Shadow Dancer



A version of this review appeared in The Age, October 11, 2012.

Films about the Irish Troubles are nearly always ponderous: is it because directors feel obliged to avoid taking sides?  The curse returns with Shadow Dancer, directed by James Marsh, a storyteller of proven talent best-known for the documentary Man on Wire. Adapted by screenwriter Tom Bradby from his own novel, the story centres on Belfast single mother Collette McVeigh (Andrea Riseborough), an IRA sympathiser who guiltily fumbles a planned bomb attack on the London Underground.  Fleeing the scene, she's picked up by MI5 and brought before an interrogator, Mac (Clive Owen), who uses a mix of coaxing and blackmail to turn her into an infomant.

Shadow Dancer has the benefit of two good actors and the film is at its best when they go one-on-one, in a kind of mutual seduction conducted, initially at least, on strictly impersonal terms. Riseborough gave a star performance as Mrs Simpson in Madonna's neglected W.E., but here she's back to conveying steel beneath fragility without overdoing the nervous tics, while Owen is typically strong and understated as a basically decent man struggling to repress his tender side.
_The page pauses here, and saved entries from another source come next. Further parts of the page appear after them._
Issue #10033, opened 2025-03-25
minifier: remove unused variable declaration


sapphi-red:
```js
const FOO = 0
// replace with

const BAR = something()
// replace with
something()
```

To keep the minifier idempotent, this feature requires updating the symbol table when dropping references in compression.

PR #11091, opened 2025-05-17
wip(minifier): update semantics

sapphi-red:
I had this commit locally for a while but forgot to push it.

This PR makes the minifier to update the semantics information when removing a reference. This is needed for #10033.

And yet the film hardly seems like more than an exercise: the plot wraps up neatly but the emotional significance of a key revelation is barely explored.  Rather than drawing us into the drama, Marsh and his cinematographer Rob Hardy hold us at a distance with a fiddly, arty style, heavy on long shots that turn the characters into stick figures, colours that are either drained or over-accentuated (Collette's red coat plays a key role), and close-ups of windows spattered with rain.